The United States is a proud multicultural society. And one of our founding precepts – e pluribus unum (out of many, one) – underscores this storied diversity.
However, in removing Buffalo’s Christopher Columbus monument – and stripping the park of its namesake – the Federation of Italian American Societies of Western New York has violated the spirit of this hallowed dictum.
Such an action is craven, not proactive. Rather than fostering harmony between Italian Americans and Indigenous peoples, the group unilaterally surrendered to the vandals and the rabble rousers. What’s more, former federation President Donald Alessi and Mayor Byron W. Brown displayed their profound historical ignorance.
Cristoforo Colombo is neither the despoiler of a New World Garden of Eden nor a 15th century Adolf Hitler. And Columbus Day is not a feast day celebrating a happy-go-lucky sausage-and-pepper proletariat.
Columbus’ voyage across the wine-dark Atlantic led to the discovery of a terra incognita, ushering in the Age of Exploration and a globalization of peoples, plants and traditions known as the Columbian Exchange. Had he not embarked on his epochal oceanic trek, today’s rich and variegated Hispanic culture would not exist.
Absent the Admiral of the Ocean Sea, there would be no Columbia University, no Washington, D.C. (District of Columbia), no Columbus, Ohio, and no Apollo 11 Columbia command module.
Is Alessi aware that Italian exceptionalism helped forge the “last best hope of Earth”? Does Brown know that historian Germán Arciniegas Angueyra called the discovery of the New World “in part an Italian enterprise”?

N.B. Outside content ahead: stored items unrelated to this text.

PR #792, opened 2026-06-16
fix(gateway): gate cache-warming on write-efficiency + quiet divergence log noise

BYK:
## Problem (production logs, large session)
The cache-warmer replays the **full** last-turn body (~550K tokens) and writes it all, but only the 1h-TTL stable prefix (system[0]+system[1]+tools ≈ **37K, a fixed floor**) ever survives to the next real turn — the conversation tail grew/compressed since the stored body. Result: `cacheWrite=553122 cacheRead=37030 hit=6% ~$3.50` per warmup, ~10 warmups/day → **~$35/day wasted** on one session. The 37K it "refreshes" was already cached at 1h TTL anyway → the ~516K write is pure waste.

**Why the existing ROI guard misses it:** `MIN_SESSION_HIT_RATE` measures `warmupHits/totalWarmups` = **user-return probability** (~1.0 here — the user always returns), NOT cache-**write** efficiency (6%). So it never trips for a reliably-returning session whose warms are write-inefficient.

## Fix 1 — write-efficiency gate
Record each warmup's `cacheRead/(cacheRead+cacheWrite)` in a bounded rolling window (`WRITE_EFFICIENCY_WINDOW=5`) on `WarmupState`. `shouldWarm` stops warming (both tool-call and normal paths) when the rolling average stays below `MIN_WRITE_EFFICIENCY` (0.20) over ≥3 samples — independent of the return-rate guard. Samples scrubbed on session-identity change (no cross-session bleed). Surfaced in the dashboard "not warming" reason.

## Fix 2 — quiet "early divergence at byte" log noise
~95% of these were normal tail growth (prev body ended where this turn appends new messages; hit ~100%). The multi-line snippet now only logs at INFO on an **actual bust** (`cacheHitRate < 0.5`) or genuine early prefix divergence (`prefixMatch < 5%`); high-hit tail-growth is suppressed (the logger has no debug level).

## Tests (fail-on-revert verified)
- `cache-warmer.test.ts`: `warmupWriteEfficiencyTooLow` predicate; `shouldWarm` blocks on chronically-low efficiency **even with a perfect return rate**; does not over-block healthy sessions.
- `cache-analytics.test.ts`: snippet suppressed at high hit-rate, logged at low hit-rate.

## Verification
- `pnpm test` — **3259 passed**, 6 skipped, 0 failed

## Scope note
Investigation showed "stable-prefix warming" (warm only the 37K head) would be largely redundant — that prefix already lives 1h and survives the sub-5m inter-turn gaps on its own. So this PR targets the actual waste (stop inefficient full-body warms) rather than restructuring the warmup body.

### DIFF
--- a/packages/gateway/src/cache-analytics.ts
+++ b/packages/gateway/src/cache-analytics.ts
@@ -106,6 +106,10 @@ const CACHE_CONTROL_PATTERN =
   /,?"cache_control":\{[^{}]*"type":"ephemeral"[^{}]*\}/g;
 const CACHE_CONTROL_REPLACEMENT = "";
 
+/** API cache hit-rate below which an "early divergence" is logged at INFO (a
+ *  real bust worth surfacing) rather than DEBUG (normal tail-growth noise). */
+const LOW_HIT_FOR_DIVERGENCE_LOG = 0.5;
+
 export function normalizeBodyForComparison(body: string): string {
   return body
     .replace(CCH_PATTERN, CCH_REPLACEMENT)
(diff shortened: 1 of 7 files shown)


BYK:
## Addressed adversarial-review findings

**MAJOR — first-probe lockout (fixed):** The tool-call-path efficiency gate now runs *after* computing `cyclesSpent` and is guarded by `cyclesSpent >= 1`, so the **first warmup of every break (cyclesSpent===0) is always funded** — preserving the 🔴 evidence-gate invariant. Since `writeEfficiencySamples` is lifetime/durable, blocking the first probe would have permanently locked out a session whose prefix later re-stabilized (it could never record a fresh sample). The snapshot's mirror branch (`computeWarmingSnapshot`) was given the same `warmupCount >= 1` guard for consistency.
  - New tests: first probe funded despite chronically-low efficiency; continuation (cyclesSpent>=1) blocked.

**MINOR — stale comment (fixed):** `WarmupState.writeEfficiencySamples` comment corrected from "most recent first" to "FIFO — oldest evicted from the front."

**Coverage (raised >80%):** Added `executeWarmup` recording tests (ratio push, perfect-refresh→1.0, denominator=0 skip, window cap at WRITE_EFFICIENCY_WINDOW) and a snapshot write-efficiency-reason test. cache-warmer.ts patch lines now covered; whole-file 82.65% stmts / 93.47% funcs.

**MINOR (redundant `prefixMatchPercent` term in log gate) & NIT (scrub-path test):** acknowledged. The log-gate term is harmless (subsumed); the pipeline restore scrub mirrors the existing untested `lastWarmupRefreshTokens = 0` scrub at the same site — left consistent with precedent.

**#1 KEY RISK confirmed in PR's favor:** warmer-write-efficiency is the correct, self-validating signal — a session genuinely reusing its warmed prefix records high-efficiency samples on the next (pre-TTL) warmup, lifting the rolling average and releasing the gate within ≤5 warms. Cannot persistently block a valuable-warm session.

Full suite: 3266 passed, typecheck + lint clean.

Italian Americans can trace their origins to the land John Milton hailed as “the seat of civilization and the hospitable domicile of every species of erudition.” Italy had been the seat of the Roman Empire, the birthplace of modern science and the epicenter of the Renaissance.
Like Leonardo da Vinci, Niccolo Machiavelli, Galileo Galilei, Paolo Toscanelli, Giovanni da Verrazzano, Amerigo Vespucci – our nation’s namesake – and Giovanni Caboto (John Cabot), Christopher Columbus was an exemplar of that selfsame patrimony.

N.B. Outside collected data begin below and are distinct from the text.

PR #794, opened 2026-06-16
fix(core): budget-aware distilled-prefix trim to stop spurious Layer 4 front-busts

BYK:
## Problem
The distilled-context prefix (\`[Memory context follows]\`) is injected at \`messages[0]/[1]\` at gradient Layer >= 1. On a **meta-distillation rewrite** turn, \`distilledPrefixCached\` re-renders the full prefix; if it exceeds a compression stage's distilled budget, \`tryFit\` returns null. Stages 1 & 2 have \`distLimit=Infinity\` so they **never trim** — every stage fails → transform falls through to **emergency Layer 4**, despite the session having ample headroom (e.g. tokens=71K ≪ usable=126K, no real overflow).

The next turn has \`lastLayer=4\`, which the sticky-layer guard excludes (\`lastLayer<=3\`) → floor releases → session fits Layer 0 → the prefix **vanishes from \`messages[0]\`** → full prompt-cache front-bust. The reverse re-render re-injects it → bust again. This **0↔4 thrash** recurs for the session's lifetime.

**Log evidence (6 days):** 24 Layer-4 turns vs only **1** genuine context-overflow error → ~96% of Layer-4 escalations were this spurious prefix-overflow path. ~2.6% of all turns front-bust, concentrated in ~20 large sessions.

## Fix
In the compression loop, after the existing \`distLimit\` trim, if the rendered prefix still exceeds the stage's distilled budget, **binary-search the largest distillation count whose rendered prefix fits** and use that. The session stays at a compressed Layer 1-3 with the prefix **present** (\`messages[0]\` byte-stable), instead of escalating to emergency Layer 4. \`selectDistillations\` always preserves meta (gen>=1) entries — only gen-0 segments are dropped.

Eliminating the spurious Layer 4 also removes the 0↔4 thrash entirely: sessions stay at Layer 1-3, where the **existing** sticky guard already prevents the drop-to-0. No sticky-guard change needed (the single genuine Layer-4 overflow in 6 days was isolated — no thrash).

Only the **re-render path** is affected; the warm-cache freeze in \`distilledPrefixCached\` keeps \`messages[0/1]\` byte-identical on steady-state turns (never trimmed here).

## Tests (fail-on-revert verified)
- oversized prefix never escalates to Layer 4 (lands 1-3) — fails on revert (gets 4)
- prefix stays PRESENT across consecutive compressed turns (no 0-drop) — fails on revert (gets 0)
- genuine compaction still RELEASES to Layer 0 — non-regression guard

## Verification
- \`pnpm test\` — **3270 passed**, 6 skipped, 0 failed (all 147 existing gradient tests pass)

## Investigation trail
Initial hypothesis (distilled prefix *grows* and busts a warm cache) was wrong — that path is already prevented by the #752 warm-freeze. A follow-up investigation found the real cause is the meta-distill re-render overflowing the per-stage distilled budget → spurious Layer 4 → 0↔4 thrash. The \`forceMinLayer=4\` hypothesis was also ruled out (max forceMinLayer is 3; zero overflow errors in the oscillation window).

### DIFF
--- a/packages/core/src/gradient.ts
+++ b/packages/core/src/gradient.ts
@@ -2348,12 +2348,54 @@ function transformInner(input: {
     // Otherwise use the cached prefix (Approach C, byte-identical for cache).
     let stagePrefix = cached.messages;
     let stagePrefixTokens = cached.tokens;
+    let stageDistillations = distillations;
     if (
       stage.distLimit !== Infinity &&
       distillations.length > stage.distLimit
     ) {
-      const trimmed = selectDistillations(distillations, stage.distLimit);
-      stagePrefix = distilledPrefix(trimmed);
+      stageDistillations = selectDistillations(distillations, stage.distLimit);
+      stagePrefix = distilledPrefix(stageDistillations);
+      stagePrefixTokens = stagePrefix.reduce(
+        (sum, m) => sum + estimateMessage(m),
+        0,
+      );
+    }
+
+    // Budget-aware prefix trim: if the rendered prefix still exceeds this
+    // stage's distilled budget, drop gen-0 distillations (selectDistillations
+    // always preserves meta/gen>=1) until it fits — instead of handing tryFit
+    // an over-budget prefix, which returns null and escalates the layer. A
+    // meta-distillation rewrite forces a full re-render (cacheValid=false) whose
+    // size can blow past every stage's budget, falling through to emergency
+    // Layer 4 even when the session has ample headroom (the distilled-prefix
+    // front-bust). Trimming keeps the session at a compressed layer (1-3) with
+    // the prefix PRESENT, so messages[0] stays byte-stable across turns.
+    // NOTE: on a STEADY warm turn (unchanged budget) the cached prefix already
+    // fits, so this block does not fire and messages[0/1] stay byte-identical.
+    // It CAN fire on the warm path when stageDistBudget contracts below the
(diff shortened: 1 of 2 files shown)


BYK:
## Addressed adversarial-review findings (verdict: MERGE WITH MINOR FIXES)

Both highest risks were resolved in the fix's favor with code evidence:
- **Binary-search validity:** `selectDistillations` token size is monotonic non-decreasing in `mid` (200K-trial brute force + case proof) → search is correct.
- **Warm-prefix self-bust:** the trim *can* fire on the warm path only when the budget contracts below the frozen prefix — exactly the case where pre-fix code escalated to Layer 4 and thrashed 0↔4. Net-positive; steady warm turns (unchanged budget) stay byte-identical.

Applied both MINOR fixes:
1. **Corrected the misleading comment** (gradient.ts ~2364): now states the trim *can* run on the warm path on budget contraction, why that's still strictly better than the L4 thrash, and the empty-prefix edge case (meta alone over budget → drop rather than escalate).
2. **Added a steady-warm byte-identical test**: asserts that on an unchanged-budget warm turn the trim does NOT fire and `messages[0]/[1]` stay byte-identical (pins the no-regression guarantee).

Full suite: **3271 passed**, typecheck + lint clean. 3 of the 4 prior tests are fail-on-revert discriminating; the new steady-warm test guards the warm path.

PR #798, opened 2026-06-16
fix(core): pin compressed sessions to Layer >= 1 — no Layer-0 re-entry (prefix front-bust)

BYK:
## Problem
Once a session compresses (gradient Layer >= 1), the distilled prefix is injected at `messages[0]/[1]`. If a later turn drops back to **Layer 0**, the prefix **vanishes** from the front → `messages[0]` changes → the entire cached prompt prefix busts; the reverse re-injects it → bust again (0↔N thrash).

The existing sticky-layer guard only pins downward-oscillation for `lastLayer` 1-3 **while calibrated**, leaving two front-bust gaps that recur in production:
1. `lastLayer === 4` (genuine emergency overflow) — excluded by the guard's `<= 3`.
2. the tier-based bust-vs-continue gate, which passes a large session through at Layer 0 (`effectiveMinLayer === 0`) when `shouldCompress()` declines on a huge-context model — dropping the prefix.

**Production evidence:** 86 genuine `1-3 → 0` re-entries across **19 distinct sessions** over 6 days (~14/day), each a full-prefix front-bust. (Distinct from the spurious Layer-4 thrash fixed in #794.)

## Fix
Add a **prefix-present floor**: once a session has compressed (`lastLayer >= 1`), pin `effectiveMinLayer` to at least 1 — keeping the distilled prefix present — **except on a genuine compaction** (the host shrank the conversation below the last-known window). The decision is a pure predicate, `prefixPresentFloorApplies`, placed before all drop-to-0 paths (sticky guard, post-idle, layer-0 fit, tier gate).

🔴 Properties:
- Pins to **>= Layer 1 only** (prefix present) — never higher, so it never traps a session at an emergency layer.
- Covers `lastLayer === 4` (which the strong guard's `<= 3` excludes).
- Releases on genuine compaction (`messages.length < lastKnownMessageCount`, when that count is known `> 0`). A fresh process (count 0) does not spuriously release — it relies on the DB-restored `lastLayer` to hold the floor until the live count is set.
- Never applies to a never-compressed session (`lastLayer 0`) — small sessions stay at 0.

## Behavior change
A session that was force-escalated (`forceMinLayer` / "prompt too long" recovery) and then has a steady conversation now stays at Layer 1 instead of returning to Layer 0. The `forceMinLayer` one-shot semantics are unchanged (the flag is still cleared after one use — proven independently via `loadForceMinLayer`); only the resulting layer differs (2→1 instead of 2→0). Three `forceMinLayer` tests updated to assert the new floor with that rationale.

## Tests
- `prefixPresentFloorApplies` unit truth-table — **discriminating in both directions** (reverting the predicate to always-false fails the "applies" cases; dropping the compaction check fails the "release" cases).
- transform-level guards: genuine compaction still releases to Layer 0; a never-compressed small session stays at Layer 0 (floor does not over-apply).

## Honest limitation
The full production economic confluence (huge-context model + tier-0→1 transition + `shouldCompress` declining) could not be reproduced as a fail-on-revert **end-to-end** test in the synthetic harness — the predicate is tested directly instead, and transform-level guards confirm it's wired in and does not over-apply.

## Verification
- `pnpm test` — **3278 passed**, 6 skipped, 0 failed

### DIFF
--- a/packages/core/src/gradient.ts
+++ b/packages/core/src/gradient.ts
@@ -739,6 +739,35 @@ export function getLastLayer(sessionID?: string): SafetyLayer {
 }
 
 /**
+ * Decide whether the "prefix-present floor" applies — i.e. whether the next
+ * transform must pin to at least Layer 1 (keeping the distilled prefix present
+ * at messages[0]/[1]) because the session has already compressed.
+ *
+ * Returns true when the session has compressed before (`lastLayer >= 1`) AND
+ * this turn is NOT a genuine compaction. A genuine compaction is detected when
+ * the last-known window size is known (> 0) and the incoming conversation has
+ * shrunk below it — that is the one case where dropping back to Layer 0 is
+ * correct (the host shrank the conversation, so the prefix is no longer needed).
+ *
+ * Notes:
+ *  - Covers `lastLayer === 4` (the strong sticky guard's `<= 3` excludes it).
+ *  - When `lastKnownMessageCount === 0` (fresh process, not yet set), this never
+ *    treats the turn as a compaction — it relies on the DB-restored `lastLayer`
+ *    to hold the floor until the live count is established.
+ *  - Pure function of its inputs — unit-testable without driving a full transform.
+ */
+export function prefixPresentFloorApplies(
+  lastLayer: number,
+  messagesLength: number,
+  lastKnownMessageCount: number,
+): boolean {
+  const hasCompressed = lastLayer >= 1;
+  const genuineCompaction =
+    lastKnownMessageCount > 0 && messagesLength < lastKnownMessageCount;
+  return hasCompressed && !genuineCompaction;
+}
+
+/**
  * Force the next transform() call for this session to use at least the given layer.
  * Called when the API returns "prompt is too long" so the next attempt
  * trims the context enough to fit within the model's context window.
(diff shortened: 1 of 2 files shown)


BYK:
## Addressed adversarial-review findings (verdict: MERGE WITH MINOR FIXES)

Both highest-risk questions were answered definitively in the fix's favor:
- **Does the floor wrongly trap a session?** No — `lastKnownMessageCount` is the previous compressed-window count, so a genuine compaction is the only legitimate drop-to-0 and it's correctly detected; a token-shrink-without-count-shrink stays at Layer 1 (one redundant compressed turn, strictly better than a front-bust).
- **Are the forceMinLayer test changes masking a regression?** No — the one-shot property is now proven *more strongly* via a direct `loadForceMinLayer(...).toBe(0)` DB read, decoupled from the resulting layer; the 2→1 assertions correctly reflect the new floor and fail on revert.

### MAJOR (doc accuracy) — fixed
The reviewer correctly found that for **calibrated 1-3** sessions the floor is *redundant* with the sticky guard (same condition), so the prior 'tier-gate passes a large 1-3 session through' framing was misleading. Reconciled both the **code comment** and **commit message** to state the genuinely-new coverage accurately:
- (1) `lastLayer === 4` (sticky excludes via `<= 3`)
- (2) compressed-but-**uncalibrated** (`lastKnownInput == 0`) — where the sticky guard is skipped and the layer-0/tier-gate passthroughs drop the prefix.

Empirically confirmed this is where real busts occur: e.g. session `1JRbQfE8FU5nKxmMG` at Layer 1 (29555 tokens) → Layer 0 (29687 tokens, **grew** — not a compaction) one turn later; the sticky guard didn't fire because the session was uncalibrated. The floor (no `calibrated` requirement) closes exactly this.

### MINOR — fixed
- Softened the test-block header comment: the up-pinning **wiring** is proven by the repurposed forceMinLayer tests (2→1); the two transform-level guards cover only the over-apply direction (release-on-compaction, never-compressed-stays-0).
- NIT (stale review premise): this PR never touched `cache-stability.e2e.test.ts` in the final commit — no e2e coverage was removed.

Full suite: **3278 passed**; typecheck + lint clean.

According to Carol Lowery Delaney, an anthropologist who served as assistant director of the Center for the Study of World Religions at Harvard, and who is a professor emerita at Stanford University and a research scholar at Brown University, the notion that Columbus pillaged Native Americans en masse and committed unspeakable atrocities is apocryphal.

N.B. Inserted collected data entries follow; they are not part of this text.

PR #806, opened 2026-06-18
fix(gateway): keep Claude Code 2.1.181+ emitting cch through the gateway

BYK:
## Summary

Follow-up to #805 / #801. Fixes the **runtime** side of the Claude Code 2.1.181 first-party gate.

### Problem
2.1.181 only emits the `cch` billing field when it believes it is talking to the first-party API:

```js
function qu(){ if (qe._CLAUDE_CODE_ASSUME_FIRST_PARTY_BASE_URL) return true; return uln(); }
function uln(){ let e = process.env.ANTHROPIC_BASE_URL; if (!e) return true; return C7e(e); }
function C7e(e){ try { return ["api.anthropic.com"].includes(new URL(e).host); } catch { return false; } }
```

`lore` launches Claude Code with `ANTHROPIC_BASE_URL` pointed at the local gateway, so `qu()` is false and a 2.1.181+ client sends **no `cch` at all**. `resignBody`'s regex requires a `cch=[0-9a-fA-F]{5};` segment, so it cannot re-sign the billing header it modifies — the prior behavior silently breaks for 2.1.181+ clients.

### Fix
Set `_CLAUDE_CODE_ASSUME_FIRST_PARTY_BASE_URL=1` in the `claude-code` agent `envVars`. The gateway is a transparent proxy to the first-party API, so forcing the first-party assumption is correct, and the client keeps emitting `cch` for the gateway to re-sign.

Only the `claude-code` agent is affected (it's the only one that produces Claude Code's `cch` header; `pi` sets `ANTHROPIC_BASE_URL` but is a different binary).

### Verification
- Empirically confirmed (during #801): the same override makes 2.1.181 emit `cch` against a localhost server.
- New test in `agents.test.ts` asserts the var is set.
- Full suite: 3351 passed / 23 skipped / 0 failed. Typecheck clean. Lint exit 0.

### DIFF
--- a/packages/gateway/src/cch.ts
+++ b/packages/gateway/src/cch.ts
@@ -34,6 +34,19 @@ import { log } from "@loreai/core";
 import * as Sentry from "@sentry/bun";
 import { xxHash64 } from "./xxhash.ts";
 
+/**
+ * Claude Code (>= 2.1.181) only emits the `cch` billing field when it believes
+ * it is talking to the first-party API — it checks that ANTHROPIC_BASE_URL's
+ * host is exactly `api.anthropic.com` (or unset), otherwise it suppresses `cch`
+ * entirely. Setting this env var to a truthy value forces the first-party
+ * assumption. The Lore gateway is a transparent proxy to the first-party API,
+ * so any process it points at the gateway (Claude Code launched via `lore run`
+ * or configured via `lore setup`, and the seed extractor's capture server)
+ * must set this so `cch` keeps flowing. See quality/CCH.md.
+ */
+export const CLAUDE_CODE_FIRST_PARTY_ENV =
+  "_CLAUDE_CODE_ASSUME_FIRST_PARTY_BASE_URL";
+
 // ---------------------------------------------------------------------------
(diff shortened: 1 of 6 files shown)


BYK:
Addressed independent review findings in b19a5e08:

- **M1 (major):** extended the first-party override to the `lore setup claude-code` path (`updateClaudeCodeSettings` → `~/.claude/settings.json`), so setup-configured users get the fix too — not just `lore run`.
- **n2:** centralized the env-var name as `CLAUDE_CODE_FIRST_PARTY_ENV` in `cch.ts` (used by both `agents.ts` and `setup.ts`).
- **m1/m2/n1:** expanded the rationale comment (unconditional is safe; traceparent side-effect is benign for a transparent proxy).
- **n3:** strengthened tests (URL/cwd invariance; `settings.json` assertions).
- **M2 (follow-up):** the gateway's lack of a defensive fallback for a `cch`-less billing header is tracked in #807.

Full suite 3353 passed / 23 skipped / 0 failed; typecheck + lint clean.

Delaney maintains that Columbus was religious, not avaricious. Moreover, he never personally owned slaves. Nor did he initiate the African slave trade. Having read the Great Navigator’s actual letters and published “Columbus and the Quest for Jerusalem,” she claims that more than a few “people know nothing about Columbus, and they are blaming him for things that he did not do.”
“He was friends with the natives he met (and) he remained friends with them throughout his four voyages,” Delaney asserts. “… He took six of them back and they were baptized, and baptized people could not be enslaved. One of them became the godson of Columbus and remained his loyal interpreter for all of his voyages.”
The Indigenous peoples populating the pre-Columbian Western Hemisphere were not monolithic. Some tribes were genteel and hospitable; others had a penchant for human sacrifice, ritual misogyny and cannibalism. Qhapaq hucha was the Inca practice of human sacrifice. That is, the Incas performed child sacrifices during famines or the passing of a Sapa (ruler).
In “Mesa of Sorrows,” James Brooks details the wanton slaughter of Hopi men, women and children in Arizona’s Awat’ovi village – situated on the Antelope Mesa – in the fall of 1700. The raiders came from nearby Hopi villages.
The Admiral of the Ocean was a complicated icon. As Samuel Eliot Morrison noted: “He had his flaws and his defects, but they were largely the defects of the qualities that made him great – his indomitable will, his superb faith in God and in his own mission.”
Indeed, as Paolo Emilio Taviani wrote in “Columbus: The Great Adventure”: “Christopher Columbus of Genoa was the greatest and most spectacular actor at the beginning of the modern age.”
Astrophysicist Neil deGrasse Tyson, director of the Hayden Planetarium, averred (on the Joe Rogan podcast) that Columbus’ journey to the New World “was the most significant thing to ever happen in our species.”
Rosario A. Iaconis is chairman of the Italic Institute of America and an adjunct professor in the Social Sciences Department of Suffolk County Community College.